Юлия Тугина (Елена Кривец), «молодая вдова», раба любви — дама весомых дарований, среди которых нет пустяковых: ума и вкуса. Ее любовник изумительно гармонирует с ее подушками — они одинаково гадки. Пестренькое рукоделие на фоне зеленых полосочек — и встрепанный жиголо-капризуля, сластена и ленивец (Сергей Перегудов выполняет задание постановщиков с разоблачительной отчетливостью). Ни верить в близость обещанной свадьбы, ни сопереживать героине нет никаких возможностей. Отчего бы, спрашивается, не посочувствовать страстной любви — очень даже можно, но и тут нюанс. Обнять Юлию у нашего шармера толком не получается — худрук недаром приглядела актрису внушительных внешних достоинств, и партнеру приходится нелегко. Не то чтобы «руки коротки» — просто мизансцены опереточно-бестолковы. На эдакой-то паве мальчонка-Дульчин висит аксельбантом.

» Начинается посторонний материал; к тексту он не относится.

PR #867, opened 2019-08-08
Switch to pickle DBs

### LINKED ISSUE #749: Switch to pickle DBs
They should be faster to read and write (we need to confirm).

chidauri:
Closes #749


scripts/bug_retriever.py
```diff
@@ -122,7 +122,7 @@ def retrieve_bugs(self):
             bugzilla.delete_bugs(lambda bug: bug["id"] in inconsistent_bug_ids)
             bugzilla.download_bugs(inconsistent_bug_ids)
 
-        zstd_compress("data/bugs.json")
+        zstd_compress("data/bugs.pickle")
```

Спасение Юлии (как и спектакля в целом) — миссия, возложенная на Вячеслава Захарова, играющего купца Прибыткова. Надо отдать должное театру имени Ленсовета, не только пригласившего замечательного, редко выходящего на сцену артиста, но и нашедшего способ преодолеть серьезную проблему: у Захарова в последние годы трудности с голосом, так что вместо галстучной булавки Флор Федулыч носит микрофон. Захаров доставляет публике наслаждение редкое и потому драгоценное: на подмостках появляется умный, адекватный человек, наделенный чувством собственного достоинства. Это само по себе исключительное зрелище. За него и вправду уже можно деньги платить. Но купцом Прибытковым в обстоятельствах пьесы Островского все это героя Захарова еще не делает. Казалось бы, вот где проявиться воле театроведа-пуриста, избавив выдающегося актера от режиссерских выкрутасов, так нет: и Флор Федулыч, набегавшись вдоль гигантского дивана, вдруг вспрыгивает на него, эдаким коршуном нависая над распростертой на полу Юлией.
Впрочем, сцены с Захаровым в первом действии (вернее — реплики Флора Федулыча) — это все, что в «Последней жертве» можно считать «разобранным». В остальных случаях актеры явно не понимают произносимых слов — не каждого по отдельности, но вместе. Монотонное верещание Глафиры Фирсовны — это просто издевательство над автором. Своеобразная техническая проверка: сколько слов актриса может промурлыкать мимо смысла, не переводя дыхания. Вот тут бы любому рядом проходящему критику артистку прервать, и если уж не роль ей сочинить, то хотя бы попросить говорить нормальным человеческим голосом. Но нет — стойкая в беде Светлана Письмиченко должна спеть свою роль до конца.
И никого уже не удивило, что в финале спектакля Юлия появляется в черном, а Прибытков — в белом (в самодеятельности любят многозначительные решения). Несколько удивил выход на поклоны самой Татьяны Москвиной, держащей прямо перед собой портрет Островского. Она выглядела счастливой. Как человек, мечта которого, наконец, сбылась.